Dans son article Passer la main, Olivier Céna repart en guerre contre certains processus d’abstraction et d’installation, en prenant comme prétexte l’exposition Notre Histoire, visible jusqu’au 7 mai au Palais de Tokyo. Dans cet article, comparant l’installation de Kader Attia, proposant un labyrinthe de matraques fixées à un mur, et de l’autre une peinture de Yan Pey-Ming qui a servi de couverture pour le Télérama du nouvel an, et qui représente une main brandissant une matraque, il se lance dans une attaque en règle des artistes post-modernes, artistes sans main, artiste designer, artiste qui aurait perdu, oublié, le rôle de la main dans la conception de l’oeuvre. C’est en ce sens qu’il établit une apologie de la main : « la main, comme le regard, est ce qui dès la naissance nous accueille ou nous repousse. En art, elle n’est pas qu’un simple outil au service d’un concept. Quel que soit le talent de l’artiste, le geste déforme, même imperceptiblement, révélant la personnalité de l’auteur (…). La main — le corps à l’oeuvre — dit ce que les mots ne peuvent énoncer. Elle ne ment pas, elle ne triche pas, elle révèle : l’être, l’humanité — cette empreinte émouvante sur le mur d’une grotte« .
La vision qu’il défend de l’art, je le souligne d’emblée, est héritière de l’analyse qu’a pu avoir Heidegger dans Qu’appelle-t-on-penser ? La verve d’Olivier Cena ressemble à celle de la vision phénoménologique de Heidegger, et implique le même horizon métaphysique : « L’oeuvre de la main est plus riche que nous ne le pensons habituellement. La main ne fait pas que saisir et attraper, que serrer et pousser. La main offre et reçoit (…). La main trace des signes, elle montre, probablement parce que l’homme est un monstre. (…) Mais les gestes de la main transparaissent partout dans le langage, et cela avec la plus grande pureté lorsque l’homme parle en se taisant. (…) Toute oeuvre de la main repose dans la pensée » [p.90, PUF].
Pour juger de l’exposition du Palais de Tokyo, Olivier Céna pose ainsi a priori un prisme d’analyse, qui non seulement permet de légitimer ou d’illégitimer ce qui est présenté, mais qui en fait projette a priori ce que devrait être d’abord et avant tout une oeuvre d’art : à savoir qui postule une essence trouvant son incarnation par le seul travail de la main.

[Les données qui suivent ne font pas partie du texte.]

PR #1085, opened 2025-01-17
Fix the workflow to run on static version of Ubuntu

pierreluctg:
Change the runs-on from ubuntu-latest to ubuntu-22.04 to avoid picking up ubuntu-24.04 (current ubuntu-latest).

ubuntu-24.04 do not have Python 3.7 and is breaking the current matrix.

Future improvement would be to include the `runs-on` in the matrix itself.

### DIFF
--- a/.github/workflows/main.yml
+++ b/.github/workflows/main.yml
@@ -9,7 +9,7 @@ on:
 jobs:
   build:
 
-    runs-on: ubuntu-latest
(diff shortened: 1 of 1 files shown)


pierreluctg:
FYI @ayalash

pierreluctg:
FYI @vmalloc

vmalloc (approved):
LGTM

PR #330, opened 2016-06-14
DB-689: replace images for Forget mdoe on Windows

alver-cliqz:


alver-cliqz:
Still under development

PR #391, opened 2016-09-26
DB-789: add "reset to default" function for search engines list on about:preferences#search

mai-cliqz:


alver-cliqz:
retest this please

PR #407, opened 2016-10-04
EX-2647: Add startpage.com search to list of default alternate search engines in CLIQZ

mai-cliqz:


alver-cliqz:
This commit add startpage.com only into the browser. As i see in ticket description - we want to have it in separate extension too. May be this must be implement in different way (in extension itself, not in the browser)?

mai-cliqz:
@alver-cliqz We need to implement this startpage in both browser and extension in order to make "start page" as a default search engine. If we implement it only on the extension, when user Remove it, they cannot Restore it anymore.

PR #410, opened 2016-10-05
DB-765: AFT attempts cleanup only if domain was extracted from URL

maxim-cliqz:


mozilla-release/browser/components/AutoPrivateTab.js
```diff
@@ -335,7 +335,13 @@ AutoPrivateTabDatabase.prototype = {
     tab.private = true;
     tabBrowser.reload();
 
-    if (remember) {
+    if (domain) {
```
maxim-cliqz: Fur internal pages with URLs like "about:*" or "chrome:*" the domain is undefined, so we shouldn't even attemp to cleanup anything based on it, hence no user prompt is needed as well.

PR #429, opened 2016-10-27
DB-970: update extension to 1.10.0

luciancor:
@alver-cliqz can we please have a new version 1.8.1 of the browser containing this update?


alver-cliqz:
Sure. We are not using this links anymore with new build environment. I will create a new version

PR #432, opened 2016-10-31
DB-993: fix PGO build

alver-cliqz:
Do not show onboarding from CLIQZ extension on build process only


alver-cliqz:
Checked locally with release build - works as expected

PR #444, opened 2016-11-15
DB-985: Fix and complete implementation of Firefox Data import into Cliqz browser

mai-cliqz:
@luciancor

### DIFF
--- a/mozilla-release/browser/components/migration/FirefoxProfileMigrator.js
+++ b/mozilla-release/browser/components/migration/FirefoxProfileMigrator.js
@@ -18,6 +18,8 @@ const { classes: Cc, interfaces: Ci, utils: Cu } = Components;
 Cu.import("resource://gre/modules/XPCOMUtils.jsm");
 Cu.import("resource:///modules/MigrationUtils.jsm");
 Cu.import("resource://gre/modules/Services.jsm");
+Cu.import("resource://gre/modules/Task.jsm");
+Cu.import("resource://gre/modules/NetUtil.jsm");
 
 XPCOMUtils.defineLazyModuleGetter(this, "PlacesBackups",
                                   "resource://gre/modules/PlacesBackups.jsm");
@@ -31,6 +33,12 @@ XPCOMUtils.defineLazyModuleGetter(this, "ProfileAge",
                                   "resource://gre/modules/ProfileAge.jsm");
 XPCOMUtils.defineLazyModuleGetter(this, "AppConstants",
                                   "resource://gre/modules/AppConstants.jsm");
+XPCOMUtils.defineLazyModuleGetter(this, "PlacesUtils",
+                                  "resource://gre/modules/PlacesUtils.jsm");
+XPCOMUtils.defineLazyModuleGetter(this, "Sqlite",
+                                  "resource://gre/modules/Sqlite.jsm");
+XPCOMUtils.defineLazyModuleGetter(this, "FormHistory",
+                                  "resource://gre/modules/FormHistory.jsm");
 
 
 /* start CLIQZ helpers */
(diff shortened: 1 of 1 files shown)


mozilla-release/browser/components/migration/FirefoxProfileMigrator.js
```diff
@@ -180,7 +241,262 @@ FirefoxProfileMigrator.prototype._getResourcesInternal = function(sourceProfileD
...
+            yield db.close();
+          }
+        }).then(() => aCallback(true),
+        e => { Cu.reportError(e); aCallback(false) });
+      }
+    };          
+  }.bind(this);
+
   let types = MigrationUtils.resourceTypes;
+  if (!this.startupOnlyMigrator && !MigrationUtils.isStartupMigration) {
```
maxim-cliqz: Expression `!this.startupOnlyMigrator` is always `true`.

mozilla-release/browser/components/migration/FirefoxProfileMigrator.js
```diff
@@ -54,6 +62,59 @@ function getFFFolder() {
...
 }
 
+function insertWholeBookmarkFolder(db, aId, aGuid) {
+  let query = `SELECT b.id, h.url, COALESCE(b.title, h.title) AS title, 
+    b.type, k.keyword, b.dateAdded, b.lastModified, h.favicon_id 
+    FROM moz_bookmarks b 
+    LEFT JOIN moz_places h ON b.fk = h.id 
+    LEFT JOIN moz_keywords k ON k.id = b.keyword_id 
+    WHERE b.type IN (1,2) AND b.parent = ${aId}
+    ORDER BY b.position;`;
```
maxim-cliqz: Database schemas may change from version to version. Did you test it with older Firefox?

mozilla-release/browser/components/migration/FirefoxProfileMigrator.js
mai-cliqz: Yes. You're right. It's always `true` because we define it here:
```
Object.defineProperty(FirefoxProfileMigrator.prototype, "startupOnlyMigrator", {
   get: () => false
});
```
So I left it like that in case we want to disable this migration option, we just need to change the `get: () => true`

mozilla-release/browser/components/migration/FirefoxProfileMigrator.js
mai-cliqz: I didn't test with older version. But checked the changes of the schemes since firefox 3. They have removed the table: `moz_bookmarks_root`. Chromium uses it to load root bookmarks id, we don't. So this function could work with older database version also.

mozilla-release/browser/components/migration/FirefoxProfileMigrator.js
```diff
@@ -54,6 +62,59 @@ function getFFFolder() {
...
+  let rows = yield db.execute(query);
+  let yieldCounter = 0;
+  for (let row of rows) {
+    let type = row.getResultByName("type");
+    let title = row.getResultByName("title");
+    let id = row.getResultByName("id");
+
+    switch (type) {
+      case PlacesUtils.bookmarks.TYPE_BOOKMARK: // Bookmark Url - Handle keyword and favicon
```
maxim-cliqz: Please watch line lengths and the rest of coding conventions.

mozilla-release/browser/components/migration/FirefoxProfileMigrator.js
mai-cliqz: `this.startupOnlyMigrator` and `MigrationUtils.isStartupMigration` are different conditions:
`this.startupOnlyMigrator` indicates if Firefox is a startup migrator only or not. Firefox was a startup migrator only before but now it becomes a normal migrator also.
`MigrationUtils.isStartupMigration` indicates if this migrating action is executed right after installing the browser, or when they are using the browser.

PR #450, opened 2016-11-18
DB-989: HttpsEverywhere Enable/Disable to be removed from DB url menu…

mai-cliqz:
… (i)


mai-cliqz:
@luciancor please review it

PR #469, opened 2016-11-28
DB-1070: remove aushelper extension from CLIQZ browser

alver-cliqz:
Based on https://bugzilla.mozilla.org/show_bug.cgi?id=1311515 it still not good plus we can not use it properly


maxim-cliqz:
retest this please

PR #471, opened 2016-11-28
DB-1041: some fixes for Windows installer

alver-cliqz:
Need to recheck:
1. Update to higher version
2. Installation on Windows 8
3. Make as default on silent installation


maxim-cliqz:
retest this please

PR #481, opened 2016-12-06
DB-911: Quick fixing of cross-window private tabs transplantation

maxim-cliqz:


mozilla-release/docshell/base/nsDocShell.cpp
```diff
@@ -3409,6 +3409,7 @@ nsDocShell::SetDocLoaderParent(nsDocLoader* aParent)
       // DocShells are swapped during tab being dragged between windows, and
       // we don't want private tabs to lose their privacy flag.
       // See DB-911.
+      // Note: this path seems obsolete after merge with Fx-50.
```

Il est bien évident ici que nous pouvons apercevoir une démarche épistémologique qui ne réfléchit pas sur sa propre logique. Tout d’abord, Olivier Céna, au lieu de s’interroger sur la démarche posée par l’oeuvre, et non pas seulement par l’artiste, part de présupposés esthétiques qui subordonnent toute phénoménalité artistique à ses propres critères de vérité. Ici, l’art donc obéit à une essence, celle de la manoeuvre, qui correspond seulement à certaines déterminations historiques de sa concrétion. Il y a une confusion entre d’un côté les principes qui peuvent émerger de certaines démarches et de l’autre la possibilité de poser une vérité en art. Ce qui détermine certaines démarches est hypostasié en tant que critère de vérité, et vient de là condamner a priori toute autre démarche. Dès lors, c’est une inversion de la relation cause/effet qui va commander son discours, ce qui n’était qu »effet en tant que discours devient causalité de tout regard sur les oeuvres qui apparaissent.

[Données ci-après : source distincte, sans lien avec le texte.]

PR #483, opened 2016-12-09
DB-799: Add signals for Auto Forget Mode to Browser Telemetry

sebastiandziadzio:
What we measure:

- number of times the Auto Forget Tab notification was displayed
- number of times user picked "Reload in Normal Mode"
- number of times user picked "Always load in Normal Mode"
- number of times user picked "Change Settings"

@maxim-cliqz, @luciancor: that's my first piece of code in JS, so I'd appreciate a review :)


luciancor:
@sebastiandziadzio Looks good!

Ceci le conduit à ne pouvoir s’interroger sur ce qui surgit dans l’art contemporain, notamment celui qui prend forme par les installations. Cet aveuglement l’empêche de comprendre en quel sens par moment, et notamment aujourd’hui, un certain tournant épistémologique en esthétique est impliqué par les oeuvres contemporaines qui se constituent au niveau numérique.

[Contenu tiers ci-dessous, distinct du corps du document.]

Issue #213, opened 2020-11-04
Getting logged out in another window should trigger redirect to login


mfldavidson:
If I am logged in to ROHQ in one window, and in another window I log out, nothing happens on the original page to tell me that I have been logged out. However, when I click on anything, I get errors that might not make sense to an end user. For example, if I get logged out while sitting on the /manage page, then click on a queue, it gives me `Access Denied: You are not a host of this queue. If you believe you are seeing this message in error, contact the queue host(s).` BUT it still shows me as "logged in" if you look in the upper right--i.e. it shows my uniqname and not a Login button.
![image](https://user-images.githubusercontent.com/31591389/98126452-9daf6a00-1e83-11eb-8161-ebcbd77f126f.png)

The only way to get clarity on what is really going on and get the opportunity to login again is if I manually refresh the page.

Particularly bad if someone thinks they are in line and just waiting for the page to update to say it's their turn, or they are a host watching the queue waiting for someone to join, and they don't realize they've been logged out and thus the page isn't updating.

Ideal would be that getting logged out in another window causes the original window to redirect to Login, maybe with a red error message saying "You have been logged out. Please login again." or something.

tayheath:
Hello! I'm currently a student at the University of Michigan in the EECS 481 Software Engineering class and I'd love to try and tackle this issue. I've just recently joined the EECS-481-MyLA google group if you would like to contact me at all. I plan on making a pull request according to the contribution guidelines in a week or so when I complete my implementation of the bug fix!

hemashahumich:
Steps to Reproduce the Issue:
I am hoping I have created the steps as per issue described by Maggie.

1. Open two ROHQ windows and log into both simultaneously.
2. In the first ROHQ window:
   - Log in as a visitor.
   - Open a queue and join it.
3. In the second ROHQ window:
   - Log out.
4.  Return to the first ROHQ window and attempt to create a meeting:
    - Click the "Create Meeting" button.
9. Observed Behavior:
   - I am unable to start the meeting when you click the "Create Meeting" button.
   - At the top of the screen, a message saying "Start Meeting" appears, but the meeting does not actually start.
**Screenshot:**
![image](https://github.com/tl-its-umich-edu/remote-office-hours-queue/assets/155757888/2bcf1f55-303c-41b7-9a1f-eaeefe9359cb)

Sa démarche est contradictoire avec ce que tente d’observer, entre autres, Mario Costa, dans Internet et globalisation esthétique (L’Harmattan) : « La dimension esthétique de l’époque qui s’ouvre sera de moins en moins celle de l’art, et s’approchera de plus en plus de celle, que j’ai commencé à indiquer il y a vingt ans sous le nom de « sublime technologique« . Mario Costa, défend un tournant épistémologique du regard sur l’art, en tant que celui-ci dépend non seulement de ses conditions époquales d’apparition (d’où la nécessité de réfléchir au démarche de ready-made depuis Duchamp comme impliqué par des conditions socio-économiques impliquant une interrogation artistique), mais en plus des conditions technologiques de sa propre concrétion. Ainsi, si Olivier Céna peut mettre en critique l’artiste-concepteur, il témoigne par là de sa mécompréhension de l’usage par exemple des technologies en art, du fait que les oeuvres ne sont plus le résultat d’un artiste singulier, mais de réalisations de groupe, où le concepteur peut travailler avec informaticiens, avec des graphistes, afin de concrétiser son projet.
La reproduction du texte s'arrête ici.